PR #16, opened 2018-09-18
change images and containers into map structure

QiWang19:


src/Containers.jsx
```diff
@@ -176,13 +177,11 @@ class Containers extends React.Component {
...
         let emptyCaption = _("No running containers");
-        const renderRow = this.renderRow;
         const containersStats = this.props.containersStats;
         // TODO: check filter text
-        let filtered = this.props.containers.filter(container => (!this.props.onlyShowRunning || container.State.Running));
-        let rows = filtered.map(function (container) {
-            return renderRow(containersStats, container);
-        }, this);
+        let filtered = [];
+        Object.keys(this.props.containers).filter(id => { if (!this.props.onlyShowRunning || this.props.containers[id].State.Running) { filtered.push(this.props.containers[id]) } });
```
martinpitt: This works, but it's more elegant/simple to actually use the return value of `filter()`, as the original code did. I. e.

    let filtered = Object.keys(this.props.containers).filter(id => { if (!this.props.onlyShowRunning || this.props.containers[id].State.Running));

This applies to Images.jsx as well.

src/util.js
```diff
@@ -28,7 +28,7 @@ function varlinkCallChannel(channel, method, parameters) {
 
             // FIXME: support answer in multiple chunks until null byte
             if (data[data.length - 1] != 0) {
-                reject("protocol error: expecting terminating 0");
+                reject(new Error("protocol error: expecting terminating 0"));
```
martinpitt: Note: throwing proper Error classes, and adding missing semicolons etc. are unrelated changes, and should be in separate commits (or even PRs). It's okay for now, but for the future.

src/app.jsx
```diff
@@ -73,12 +71,13 @@ class Application extends React.Component {
         this._asyncRequestImages = utils.varlinkCall(utils.PODMAN, "io.podman.ListImages")
                 .then(reply => {
                     this._asyncRequestImages = null;
-                    this.setState({ imagesMeta: reply.images });
```
martinpitt: Nice, this gets rid of the weird *Meta states.

src/app.jsx
```diff
@@ -73,12 +71,13 @@ class Application extends React.Component {
...
-                    this.state.imagesMeta.map((img) => {
+                    let imagesMeta = reply.images || [];
+                    imagesMeta.map((img) => {
                         utils.varlinkCall(utils.PODMAN, "io.podman.InspectImage", {name: img.id})
                                 .then(reply => {
-                                    const temp_imgs = this.state.images;
-                                    temp_imgs.push(JSON.parse(reply.image));
+                                    let temp_imgs = [];
+                                    Object.keys(this.state.images).filter(id => { temp_imgs[id] = this.state.images[id] });
```
martinpitt: This does't filter anything. I think the intention is to fill the `temp_imgs` dictionary, so please use `map()` in these cases. However, this transforms a dictionary (`this.state.images`) to a list, and back into a dictionary. At first (and also second) it looks like the whole effect of this line is just to copy the `this.state.images` dictionary, and then the next line changes one item.

This should rather be done with 

    this.setState({images: Object.assign({}, this.state.images, {img.id: JSON.parse(reply.image)})

or, if you want to use the l33t spread operator, you can do the copy and update like this:

    this.setState({images: {...this.state.images, img.id: JSON.parse(reply.image)})

src/app.jsx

### Task directions
Write out all of the entries above, exactly and in full.

### Result of this task
PR #16, opened 2018-09-18
change images and containers into map structure

QiWang19:


src/Containers.jsx
```diff
@@ -176,13 +177,11 @@ class Containers extends React.Component {
...
         let emptyCaption = _("No running containers");
-        const renderRow = this.renderRow;
         const containersStats = this.props.containersStats;
         // TODO: check filter text
-        let filtered = this.props.containers.filter(container => (!this.props.onlyShowRunning || container.State.Running));
-        let rows = filtered.map(function (container) {
-            return renderRow(containersStats, container);
-        }, this);
+        let filtered = [];
+        Object.keys(this.props.containers).filter(id => { if (!this.props.onlyShowRunning || this.props.containers[id].State.Running) { filtered.push(this.props.containers[id]) } });
```
martinpitt: This works, but it's more elegant/simple to actually use the return value of `filter()`, as the original code did. I. e.

    let filtered = Object.keys(this.props.containers).filter(id => { if (!this.props.onlyShowRunning || this.props.containers[id].State.Running));

This applies to Images.jsx as well.

src/util.js
```diff
@@ -28,7 +28,7 @@ function varlinkCallChannel(channel, method, parameters) {
 
             // FIXME: support answer in multiple chunks until null byte
             if (data[data.length - 1] != 0) {
-                reject("protocol error: expecting terminating 0");
+                reject(new Error("protocol error: expecting terminating 0"));
```
martinpitt: Note: throwing proper Error classes, and adding missing semicolons etc. are unrelated changes, and should be in separate commits (or even PRs). It's okay for now, but for the future.

src/app.jsx
```diff
@@ -73,12 +71,13 @@ class Application extends React.Component {
         this._asyncRequestImages = utils.varlinkCall(utils.PODMAN, "io.podman.ListImages")
                 .then(reply => {
                     this._asyncRequestImages = null;
-                    this.setState({ imagesMeta: reply.images });
```
martinpitt: Nice, this gets rid of the weird *Meta states.

src/app.jsx
```diff
@@ -73,12 +71,13 @@ class Application extends React.Component {
...
-                    this.state.imagesMeta.map((img) => {
+                    let imagesMeta = reply.images || [];
+                    imagesMeta.map((img) => {
                         utils.varlinkCall(utils.PODMAN, "io.podman.InspectImage", {name: img.id})
                                 .then(reply => {
-                                    const temp_imgs = this.state.images;
-                                    temp_imgs.push(JSON.parse(reply.image));
+                                    let temp_imgs = [];
+                                    Object.keys(this.state.images).filter(id => { temp_imgs[id] = this.state.images[id] });
```
martinpitt: This does't filter anything. I think the intention is to fill the `temp_imgs` dictionary, so please use `map()` in these cases. However, this transforms a dictionary (`this.state.images`) to a list, and back into a dictionary. At first (and also second) it looks like the whole effect of this line is just to copy the `this.state.images` dictionary, and then the next line changes one item.

This should rather be done with 

    this.setState({images: Object.assign({}, this.state.images, {img.id: JSON.parse(reply.image)})

or, if you want to use the l33t spread operator, you can do the copy and update like this:

    this.setState({images: {...this.state.images, img.id: JSON.parse(reply.image)})

src/app.jsx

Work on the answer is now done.